New MySQL backup features in SXB format
Due to the fact that we use to restore a special program that can perform post-processing, and not stupidly split the file into requests and send them to the MySQL server - interesting new features appear.

In the pro version of the dumper, SELECT OUTFILE has already been used to speed up the backup process. Since it is quite clear that it will be much faster if the MySQL server itself saves data to a file, rather than transferring the data divided into separate fields, each of which still needs to be escaped, add quotes, brackets, etc. But at the same time, the dump was still brought to the usual SQL view.
In the new version, I wondered why to spend time on dumping during backup, if these decorations take 30-50% of time. Given that backup is usually done much more often than recovery. It is naturally better to transfer the additional load on the recovery process.
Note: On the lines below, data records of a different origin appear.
PR #6323, opened 2025-11-27
Bugfix: Update Markers to % Base Calc

### LINKED ISSUE #6286: Wrong Marker position on full screen
### Describe the bug

Scenes with markers with end time are on the wrong position and wrong size on full screen.
Maybe because of the ultra wide resolution? (3840x1200)

### Steps to reproduce

1. Go to scene with markers which have end time
2. Markers without end time are displayed correctly
3. Compare marker dash(es) on the time table with "normal" view and in full screen mode.

### Expected behaviour

Same relative position on the timeline.

Normal view:
Image

Full screen:
Image

### Stash version

v0.29.3

### Device details

Google Chrome v142.0.7444.163

### Relevant log output

```shell

```

Gykes:
Fixes range markers (markers with end times) displaying at incorrect positions in fullscreen mode. The issue was that range markers used fixed pixel positioning calculated at render time, which didn't scale when the player resized. Changed to percentage-based calc() positioning to match how dot markers work. Added in a bunch of comments so I could track my math lol.

Tested on my Mac with Waterfox:
Created a marker at 1sec-10minutes. Pre fix there was an offset due to the bug. After the fix the marker was in the expected location when going fullscreen.

Fixes #6286

### DIFF
--- a/ui/v2.5/src/components/ScenePlayer/markers.ts
+++ b/ui/v2.5/src/components/ScenePlayer/markers.ts
@@ -158,10 +158,7 @@ class MarkersPlugin extends videojs.getPlugin("plugin") {
       startPercent * 0.3
     }px)`;
 
-    // minimum width of 8px, using calc for percentage-based width
-    rangeDiv.style.width = `max(calc(${widthPercent}% - ${
-      widthPercent * 0.3
-    }px), 8px)`;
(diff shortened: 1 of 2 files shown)


smith113-p:
Why not use min-width for the 8px min width, to slightly simplify the calc expression?

Gykes:
Because I am a complicated person who hates CSS lol. You are not wrong tho, can change it over.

Working on the SXB format and block deduplication for files, an idea emerged that it would be nice to try deduplication for the database itself. After all, the database does not change much data between backups.
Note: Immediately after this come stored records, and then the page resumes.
PR #6328, opened 2025-11-27
[hwaccel] increase timeout, fix formatting

feederbox826:
Thanks to @Gykes for helping find the formatting error

when printed in %d it returns the nanosecond equivalent, when cast to string, formatting is done properly

https://go.dev/play/p/jtEeJs6K2mG


feederbox826:
BTW 10s increase since seemed to be not enough for most nvidia users (reported on discord + [unraid forums](https://forums.unraid.net/topic/177317-support-feederbox826stash-s6-alternative-stash-container/page/2/#findComment-1592741))

Issue #3171, opened 2022-11-22
Synology NAS and folders table


DampToast:
**Describe the bug**
With the introduction of the 'folders' table in 0.17 (I believe), all folders under the root are added.  Synology makes hidden folders called '@eaDir' in any folder that contains one or more videos and inside that folder in a folder with the name of every video.  So if you have a folder with 100 videos in it, you get one '@eaDir' folder that has 100 folders in it, each named with the name of a video.  There is nothing in here that Stash needs or can use and no way for the user to turn this off on Synology's end.  They are only hidden in that browsing in the Synology UI they will not be displayed but they are displayed through most other protocols.

**To Reproduce**
1. Buy the most expensive Synology NAS and max out the hard drives. (optional)
2. Run Stash via Docker on a Synology machine.
3. Scan your files and browse the 'folders' table.

**Expected behavior**
It doesn't technically hurt anything, but there will be one useless entry per video a user has on Synology systems.  This could impact performance long term, although I have no clue by how much.  Could be negligible.

**Stash Version: (from Settings -> About):**
v0.17.2-31-gce17230c (should be any 0.17 version though)

**Additional context**
I did add '.*@eaDir.*' to both the video and gallery ignore regex and ran a clean which removed all these entries.

If you have two videos:

/content/A.mp4
/content/B.mp4

You also get the files:
/content/@eaDir/A.mp4/SYNOINDEX_MEDIA_INFO
/content/@eaDir/B.mp4/SYNOINDEX_MEDIA_INFO

which adds the following to the folders table:
/content/@eaDir/A.mp4/
/content/@eaDir/B.mp4/

VonTittyslappen:
I too run Stash on Synology NAS so if you need someone to test this issue out with let me know on Discord (have just returned after a long long absence!)

WithoutPants:
Stash should probably not be storing folder information for folders containing no relevant files.

2t9z16yo:
even if i add a regex to ignore these folders ".*@eaDir.*" in Library, they still throw these error messages during a clean generated files operation (because these eaDIRs exist in the /generated subdir as well. any chance we can add a global ignore option? thanks!

PR #6332, opened 2025-11-27
Bugfix: Add defaultExcludes List 

Gykes:
This add a defaultExcludes list. Currently it only contains a way to block out the Synology hidden folder but it can be expanded to include other patters if there are any.

Added to video and image scanner

I don't have a way to test this on Synology systems so this is 50% "that looks good" and 50% hopes and prayers. Hoping that some Synology users are willing to test this for me

Fixes: #3171


WithoutPants:
This is an invalid solution to the original issue. It's not a great practice to have these permanently in the excludes list. These items show in the exclusion list in the UI, and while you can remove them in the UI, they return on refresh, on account of them always returning.

I'd rather not add built-in exclusions for various vendor built in folders. The solution to the original issue is for the user to add the ignored folder names themselves. The original issue was left open to address the scanning system creating folder database entries for folders that have no relevant content.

At the first stage I decided to implement deduplication at the block level, as well as for files. This option, of course, has drawbacks compared to row level deduplication. But it will be much faster and less demanding on resources.
The data itself is stored for each table separately, in the form of lines with tabs as separators. Table blocks do not depend on other tables. This achieves the compactness of the backup file, plus advanced post-processing capabilities during recovery. The structure of each table is also stored separately. In this case, the AUTO_INCREMENT value is cut from the structure of the tables in order not to constantly back up the structure of the table in which only AUTO_INCREMENT changes. And the AUTO_INCREMENT value itself is stored in the table header metadata.
For each block, an identifier (CRC32 + MD5 + Block Size) is considered, and by this identifier the uniqueness of the block is determined. Two hashing algorithms are used to avoid collisions. And the algorithms themselves are selected as the fastest. A common MD5 hash for the entire table is also considered.
Thus, if we encounter a block that is already in our backup (current or previous), then we use the link to this block, and do not add the repeating block itself to the current backup. As a result, we save space for backup, processor time (no need to compress the same data), and also because of the smaller size, backup loading into cloud storages is significantly accelerated.
To test MySQL incremental backup in practice, you can use a simplified script , it is desirable to share data.
You must have FILE access rights for your MySQL user and the MySQL server must be located on localhost. If there are many who want to add a version with simple selects.
As a result of the work, get such a table (cut the date to fit on the page).
+--------+------+---------+--------+--------+----------+----------+----------+--------+ | D & t | Tabs | Rows | Blocks | Dubs | Size | Dub.size | SXB.size | Time | +--------+------+---------+--------+--------+----------+----------+----------+--------+ | 07:38 | 26 | 557180 | 4779 | 0 | 37.03 MB | - | 11.43 MB | 3.8561 | | 08:06 | 26 | 557187 | 4779 | 4761 | 37.03 MB | 36.92 MB | 39.8 KB | 2.8214 | | 08:22 | 26 | 557187 | 4779 | 4775 | 37.03 MB | 37 MB | 12.22 KB | 2.5557 | | 08:37 | 26 | 557187 | 4779 | 4778 | 37.03 MB | 37.03 MB | 3.75 KB | 2.5052 | | 08:52 | 26 | 557193 | 4779 | 4768 | 37.03 MB | 36.96 MB | 24.57 KB | 2.6060 | | 09:10 | 26 | 557196 | 4779 | 4775 | 37.03 MB | 37.01 MB | 7.79 KB | 2.8218 | +--------+------+---------+--------+--------+----------+----------+----------+--------+
The first time is a full backup, the subsequent incremental backups. “SXB.size” shows the size of the file with incremental backup (i.e. modified blocks).